Current Embedding Model
Model: Qwen3-Embedding-0.6B
Source: Qwen/Qwen3-Embedding-0.6B on Hugging Face
Architecture: Qwen3ForCausalLM (causal LM fine-tuned for embeddings)
Parameters: 0.6 billion
Pooling: Last-token
Native output dimension: 1024
Weights Identification
SHA-256 (model.safetensors):
0437e45c94563b09e13cb7a64478fc406947a93cb34a7e05870fc8dcd48e23fd
Hugging Face commit: 97b0c614be4d77ee51c0cef4e5f07c00f9eb65b3
Archival location on disk:
~/.cache/huggingface/hub/models--Qwen--Qwen3-Embedding-0.6B/blobs/0437e45c94563b09e13cb7a64478fc406947a93cb34a7e05870fc8dcd48e23fd
Inference Environment
| Property | Value |
|---|---|
| Serving layer | Hugging Face Text Embeddings Inference (TEI) |
| TEI version | 1.9.3 |
| Build | Source build with cargo install --path router -F candle (CPU-only, no Metal) |
| Binary location | ~/.cargo/bin/text-embeddings-router |
| Backend | candle (CPU) |
| Precision | float32 (--dtype float32) |
| Platform | darwin-arm64 (Apple Silicon) |
| Matryoshka dimension | 512 (client-side truncation + L2 renormalization) |
| Deterministic | Yes (verified: cosine 1.0, max element diff 0 across successive calls) |
Startup command:
~/.cargo/bin/text-embeddings-router --model-id Qwen/Qwen3-Embedding-0.6B --dtype float32 --port 8090
Matryoshka Truncation
The model outputs 1024-dimensional vectors natively. Alice truncates to 512 dimensions via Matryoshka Representation Learning:
- Take the first 512 components of the 1024-dim vector
- L2-renormalize the truncated vector
This preserves the vector(512) schema and HNSW index. The 512-dimensional
output is a proper prefix of the model's native output, optimized during
Matryoshka training. No quality loss relative to a 512-native model.
Truncation is performed client-side in src/lib/libEmbeddings.ts.
Database Reference
Model version table: tb_embedding_model_versions
Row: embedding_model_version_id = 1
Active from: 2026-04-23
Prior Model (Invalidated)
Model: voyage-3-lite (VoyageAI API)
Status: All 10 embeddings soft-invalidated via invalidated_at timestamp
on 2026-04-23. Rows preserved in tb_embeddings for audit trail.

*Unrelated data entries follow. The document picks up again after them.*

PR #2145, opened 2026-06-08
docs: document pre-v10 legacy Linux config.json path

### LINKED ISSUE #2135: config.json path is incorrect

https://lemonade-server.ai/docs/guide/configuration/

### What's Missing or Wrong

The documentation says:

```
Linux (systemd): /var/lib/lemonade/.cache/lemonade/config.json
```

However, the actual path is:

```
/opt/var/lib/lemonade/.cache/lemonade/config.json
```

### Suggested Improvement

Update the documentation to give the correct path.

anditherobot:
Documents the legacy `/opt/var/lib/lemonade` config path for pre-v10 installs alongside the current path.

```diff
- **Linux (systemd):** `/var/lib/lemonade/.cache/lemonade/config.json`
+ **Linux (systemd):**
+
+  | Install | Path |
+  |---------|------|
+  | Current | `/var/lib/lemonade/.cache/lemonade/config.json` |
+  | Pre-v10 (legacy) | `/opt/var/lib/lemonade/.cache/lemonade/config.json` |
+
+  Upgrading the package migrates data from the legacy path automatically.
```

Closes #2135

### DIFF
--- a/docs/guide/configuration/README.md
+++ b/docs/guide/configuration/README.md
@@ -8,7 +8,11 @@ Lemonade Server starts automatically with the OS after installation. Configurati
 
 If you used an installer from the Lemonade release your `config.json` will be at these locations depending on your OS:
 
-- **Linux (systemd):** `/var/lib/lemonade/.cache/lemonade/config.json`
+- **Linux — `apt`/`.deb` (Debian/Ubuntu):** `/var/lib/lemonade/.cache/lemonade/config.json`
+- **Linux — `dnf`/`.rpm` (Fedora/Red Hat):** `/opt/var/lib/lemonade/.cache/lemonade/config.json`
+
+  > Note: For Debian/Ubuntu, upgrading the package automatically migrates data from the old `/opt/var/lib/lemonade` path to `/var/lib/lemonade`.
+
 - **Windows:** `%USERPROFILE%\.cache\lemonade\config.json`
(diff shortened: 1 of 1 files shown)


fl0rianr (changes requested):
Thanks for taking this on. I think this needs a small cleanup before it is ready.

First, this PR currently includes the unrelated CLI grouping changes from #2144 (recipe_options.cpp and test/server_cli2.py). Could you please rebase/retarget this branch so the diff only contains the configuration documentation change? Otherwise merging this PR first would also merge #2144 unintentionally.

Second, I don’t think `/opt/var/lib/lemonade/.cache/lemonade/config.json` should be described as only “Pre-v10 (legacy)” yet. The Debian postinst script appears to migrate the `lemonade` user from `/opt/var/lib/lemonade` to `/var/lib/lemonade`, but the RPM post-install script still creates the `lemonade` user with home `/opt/var/lib/lemonade`. Since `lemond` defaults to $HOME/.cache/lemonade when no cache directory is passed, current RPM/systemd installs can still use the `/opt/var/lib/...` path.

Could we document this as package/install-type specific instead, or otherwise update the packaging first so the “current” path is consistent across supported Linux packages? The sentence about automatic migration should also be scoped to the package type where that migration actually happens.

fl0rianr (approved):
Thanks, this addresses my feedback.
Content-wise this looks good to me. CI fast to run first also here so please be patient there.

Reason for replacement: API-based model fails Alice's constitutional
precondition of archivable weights and deterministic inference. No control
over vendor model version lifecycle or deprecation.
Licensing
License: Apache 2.0
Known concern: GitHub issue QwenLM/Qwen3-Embedding#166 raises a
question about MS MARCO training data licensing (non-commercial use clause)
potentially affecting the Apache 2.0 release of the trained weights. This
is acceptable for Paper One research use. Flagged for Phase Two commercial
deployment review.
Bit-Reproducibility Verification
Verified 2026-04-23. Two successive calls to TEI with identical input text produced:
- Cosine similarity: 1.0
- Max element difference: 0
- Vectors bit-identical at both 1024-dim (native) and 512-dim (Matryoshka)
The CPU-only candle backend with FP32 provides IEEE 754 deterministic inference for the same binary on the same hardware.